*** Block opens ***

PR #1310, opened 2015-08-11
Also check for a publickeyout in toAddress

### LINKED ISSUE #1306: toAddress() publickey out addresses
So that adding this additional case isn't needed:
```js
 var address = script.toAddress(this.db.network);
 if (!address && script.isPublicKeyOut()) {
    var pubkey = script.chunks[0].buf;
    address = Address.fromPublicKey(new PublicKey(pubkey), this.db.network);
 }
```

And can be:

```js
 var address = script.toAddress(this.db.network);
```

braydonf:
Fixes #1306

### DIFF
--- a/lib/address.js
+++ b/lib/address.js
@@ -221,9 +221,10 @@ Address._transformBuffer = function(buffer, network, type) {
  */
 Address._transformPublicKey = function(pubkey) {
   var info = {};
-  if (!(pubkey instanceof PublicKey)) {
-    throw new TypeError('Address must be an instance of PublicKey.');
-  }
+  $.checkArgument(
+    pubkey instanceof PublicKey,
+    'Address argument is expected to be an instance of PublicKey.'
+  );
   info.hashBuffer = Hash.sha256ripemd160(pubkey.toBuffer());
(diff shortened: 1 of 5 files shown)


maraoz:
~NACK. There's no actual address in a pay to public key output. It could be useful to have this tough... @jgarzik thoughts?

braydonf:
Currently insight.bitpay.com displays this output with an address: https://insight.bitpay.com/block/00000000839a8e6886ab5951d76f411475428afc90947ee320161bbf18eb6048

braydonf:
Just took a look at other block explorers, and the early publickey-outs are being indexed with an address (even though there technically isn't one because it's just the public key): 

https://blockchain.info/block/00000000839a8e6886ab5951d76f411475428afc90947ee320161bbf18eb6048

https://www.blocktrail.com/BTC/block/00000000839a8e6886ab5951d76f411475428afc90947ee320161bbf18eb6048

https://btc.blockr.io/block/info/1

braydonf:
We can handle this with the block handler, closing until there is a better solution.

PR #1311, opened 2015-08-11
Include hash in toObject/toJSON results.

### LINKED ISSUE #1308: `toObject()` and `toJSON()` missing hashes
While the hash of a transaction or block are not necessary for serialization, it may make sense to include the hash as a part of the `toJSON()` and `toObject()` results for convienience, and so that additional computation isn't needed.

braydonf:
Fixes #1308 and https://github.com/bitpay/bitcore-node/issues/74

### DIFF
--- a/lib/block/blockheader.js
+++ b/lib/block/blockheader.js
@@ -163,6 +163,7 @@ BlockHeader.fromBufferReader = function fromBufferReader(br) {
  */
 BlockHeader.prototype.toObject = function toObject() {
   return {
+    hash: this.hash,
     version: this.version,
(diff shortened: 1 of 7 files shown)


maraoz:
I would add a check in `fromObject` to see if the calculated hash equals the received hash

braydonf:
Currently the hash property in `fromObject` is ignored, and the hash would then always be the computed value...

braydonf:
Updated! The argument hash properties are checked for consistency with the calculated hash for both Transaction and BlockHeader.

maraoz:
Nice. LGTM

Issue #1307, opened 2015-08-07
`JSON.stringify()` standardize `toJSON()` and `toObject()`


braydonf:
Calling `JSON.stringify()` will call the `toJSON()` method of an object, which currently returns an already stringified string in Bitcore, however the standard (https://developer.mozilla.org/en-US/docs/Web/JavaScript/Reference/Global_Objects/JSON/stringify#toJSON%28%29_behavior) is for it to return an object that can be stringified. Where Bitcore objects have a `toObject()` method that returns this as a result, it's non-standard and doesn't work with `JSON.stringify()`, and an additional wrapper is needed to call `toObject()` instead. The expected behavior, with Buffer as an example:
```js
> var a = new Buffer('abcdef', 'hex');
> a.toJSON()
{ type: 'Buffer', data: [ 171, 205, 239 ] }
> JSON.stringify(a);
'{"type":"Buffer","data":[171,205,239]}'
```

PR #1312, opened 2015-08-12
Changes behavior of `toJSON` to work as expected with `JSON.stringify`

braydonf:
- see: https://developer.mozilla.org/en-US/docs/Web/JavaScript/Reference/Global_Objects/JSON/stringify#toJSON%28%29_behavior
- Updates CONTRIBUTING with changes to Stardard Methods
- Aliases toJSON for toObject
- Removes all `fromJSON` methods, and many cases replaces with `fromObject`
- Constructors expect an object parsed via `JSON.parse` for JSON input
- Closes https://github.com/bitpay/bitcore/issues/1307

### DIFF
--- a/CONTRIBUTING.md
+++ b/CONTRIBUTING.md
@@ -85,15 +85,27 @@ var bufferUtil = require('./util/buffer');
 #### G7 - Standard Methods
 
 When possible, bitcore objects should have standard methods on an instance prototype:
-* `toObject` - A plain JavaScript object that can be JSON stringified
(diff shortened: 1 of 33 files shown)


pnagurny:
ACK

braydonf:
Rebased on master

dskloet:
What's the reason for removing fromJSON as well? The Mozilla page doesn't mention it so I see no reason not to leave it for convenience.

PR #1313, opened 2015-08-13
WIP Improve fee estimation

### LINKED ISSUE #1309: Improve fee estimation in transactions
Fees should be estimated as a function of the projected size of the transaction without rounding up to the nearest kB.
See https://github.com/bitpay/bitcore/blob/master/lib/transaction/transaction.js#L865

braydonf:
- Calculates fees based on bytes instead of steps of kilobytes
- Will only estimate fee to include the size of the change output if the change is greater than dust amount thresholds
- Will not estimate fee below the minimum threshold
- Fixes  #1309


lib/util/js.js
```diff
@@ -80,5 +80,16 @@ module.exports = {
...
+  /**
+   * Checks that a value is an integer.
+   *
+   * @param {*} value
+   * @return {Boolean}
+   */
+  isInteger: function isInteger(value) {
+    return typeof value === 'number' &&
+      isFinite(value) &&
+      Math.floor(value) === value;
```
maraoz: Number.isInteger(value)?

braydonf: Nice! Switched to use that instead.

braydonf: Looks like the tests failed with Node.js v0.10, as `isInteger` is missing: https://travis-ci.org/bitpay/bitcore/jobs/75524680#L3598

Switched it back to use the util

*** Block closes ***

* [Exercise]:
From the line containing "### LINKED ISSUE #1309: Improve" down to the last line of the data, transcribe every line exactly; nothing else should appear.

* [Problem solution]:
### LINKED ISSUE #1309: Improve fee estimation in transactions
Fees should be estimated as a function of the projected size of the transaction without rounding up to the nearest kB.
See https://github.com/bitpay/bitcore/blob/master/lib/transaction/transaction.js#L865

braydonf:
- Calculates fees based on bytes instead of steps of kilobytes
- Will only estimate fee to include the size of the change output if the change is greater than dust amount thresholds
- Will not estimate fee below the minimum threshold
- Fixes  #1309


lib/util/js.js
```diff
@@ -80,5 +80,16 @@ module.exports = {
...
+  /**
+   * Checks that a value is an integer.
+   *
+   * @param {*} value
+   * @return {Boolean}
+   */
+  isInteger: function isInteger(value) {
+    return typeof value === 'number' &&
+      isFinite(value) &&
+      Math.floor(value) === value;
```
maraoz: Number.isInteger(value)?

braydonf: Nice! Switched to use that instead.

braydonf: Looks like the tests failed with Node.js v0.10, as `isInteger` is missing: https://travis-ci.org/bitpay/bitcore/jobs/75524680#L3598

Switched it back to use the util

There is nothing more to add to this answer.